Collected data entries:
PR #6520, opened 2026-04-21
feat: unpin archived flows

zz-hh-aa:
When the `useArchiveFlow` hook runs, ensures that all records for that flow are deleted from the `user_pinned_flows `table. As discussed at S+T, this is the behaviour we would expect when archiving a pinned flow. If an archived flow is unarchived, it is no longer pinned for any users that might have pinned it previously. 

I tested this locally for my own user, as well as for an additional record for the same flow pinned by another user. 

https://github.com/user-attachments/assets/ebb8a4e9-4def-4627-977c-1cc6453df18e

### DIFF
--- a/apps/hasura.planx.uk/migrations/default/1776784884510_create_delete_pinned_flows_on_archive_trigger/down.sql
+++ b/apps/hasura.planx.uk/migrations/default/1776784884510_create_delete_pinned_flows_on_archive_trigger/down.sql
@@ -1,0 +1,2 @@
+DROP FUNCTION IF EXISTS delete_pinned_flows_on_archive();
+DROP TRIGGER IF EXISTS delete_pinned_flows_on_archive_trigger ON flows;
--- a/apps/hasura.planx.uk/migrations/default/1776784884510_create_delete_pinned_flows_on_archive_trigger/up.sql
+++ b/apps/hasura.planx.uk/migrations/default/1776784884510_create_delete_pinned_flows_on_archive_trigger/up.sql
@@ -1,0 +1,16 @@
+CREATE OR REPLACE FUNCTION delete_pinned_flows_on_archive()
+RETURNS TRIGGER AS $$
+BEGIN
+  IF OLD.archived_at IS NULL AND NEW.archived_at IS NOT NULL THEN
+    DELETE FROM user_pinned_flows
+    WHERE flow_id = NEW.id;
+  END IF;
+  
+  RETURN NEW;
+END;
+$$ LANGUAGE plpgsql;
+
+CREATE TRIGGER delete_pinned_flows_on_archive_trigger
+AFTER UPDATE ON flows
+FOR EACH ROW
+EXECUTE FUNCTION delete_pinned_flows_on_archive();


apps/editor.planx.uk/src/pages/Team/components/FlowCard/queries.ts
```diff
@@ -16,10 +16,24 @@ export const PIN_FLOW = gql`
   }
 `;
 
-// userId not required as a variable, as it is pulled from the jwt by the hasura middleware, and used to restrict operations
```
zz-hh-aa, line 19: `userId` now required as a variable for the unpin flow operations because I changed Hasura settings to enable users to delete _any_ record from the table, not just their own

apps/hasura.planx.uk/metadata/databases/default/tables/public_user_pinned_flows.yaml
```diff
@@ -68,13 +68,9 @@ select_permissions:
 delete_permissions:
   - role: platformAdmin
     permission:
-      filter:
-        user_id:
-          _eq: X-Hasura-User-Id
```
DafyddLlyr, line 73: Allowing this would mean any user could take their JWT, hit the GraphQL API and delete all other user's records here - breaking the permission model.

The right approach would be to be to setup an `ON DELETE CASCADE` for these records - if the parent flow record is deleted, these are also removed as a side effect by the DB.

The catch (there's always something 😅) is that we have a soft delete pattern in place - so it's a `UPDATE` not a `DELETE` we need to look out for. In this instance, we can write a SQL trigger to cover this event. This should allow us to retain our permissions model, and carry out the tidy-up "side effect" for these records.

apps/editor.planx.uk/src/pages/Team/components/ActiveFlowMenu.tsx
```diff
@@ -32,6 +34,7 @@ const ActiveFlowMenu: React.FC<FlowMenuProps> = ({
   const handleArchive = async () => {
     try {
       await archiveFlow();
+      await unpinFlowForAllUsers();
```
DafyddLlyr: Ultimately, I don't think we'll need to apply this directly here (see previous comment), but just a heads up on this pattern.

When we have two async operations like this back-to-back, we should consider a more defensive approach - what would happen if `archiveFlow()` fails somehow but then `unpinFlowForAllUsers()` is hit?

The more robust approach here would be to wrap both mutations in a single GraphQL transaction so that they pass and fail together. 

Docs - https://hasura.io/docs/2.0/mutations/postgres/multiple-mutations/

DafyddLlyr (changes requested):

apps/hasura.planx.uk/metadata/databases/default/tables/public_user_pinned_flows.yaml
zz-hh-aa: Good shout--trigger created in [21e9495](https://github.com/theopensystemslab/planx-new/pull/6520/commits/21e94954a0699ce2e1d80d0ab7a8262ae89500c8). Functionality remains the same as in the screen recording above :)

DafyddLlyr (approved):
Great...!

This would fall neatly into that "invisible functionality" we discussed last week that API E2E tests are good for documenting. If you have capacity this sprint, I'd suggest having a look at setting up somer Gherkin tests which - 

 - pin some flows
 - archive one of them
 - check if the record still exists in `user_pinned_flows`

** TASK TO COMPLETE **
Copy, please, every line from the start of the entries down to the line that holds "IF EXISTS delete_pinned_flows_on_archive();", with both of those lines included and no others.

** EXERCISE OUTPUT **
PR #6520, opened 2026-04-21
feat: unpin archived flows

zz-hh-aa:
When the `useArchiveFlow` hook runs, ensures that all records for that flow are deleted from the `user_pinned_flows `table. As discussed at S+T, this is the behaviour we would expect when archiving a pinned flow. If an archived flow is unarchived, it is no longer pinned for any users that might have pinned it previously. 

I tested this locally for my own user, as well as for an additional record for the same flow pinned by another user. 

https://github.com/user-attachments/assets/ebb8a4e9-4def-4627-977c-1cc6453df18e

### DIFF
--- a/apps/hasura.planx.uk/migrations/default/1776784884510_create_delete_pinned_flows_on_archive_trigger/down.sql
+++ b/apps/hasura.planx.uk/migrations/default/1776784884510_create_delete_pinned_flows_on_archive_trigger/down.sql
@@ -1,0 +1,2 @@
+DROP FUNCTION IF EXISTS delete_pinned_flows_on_archive();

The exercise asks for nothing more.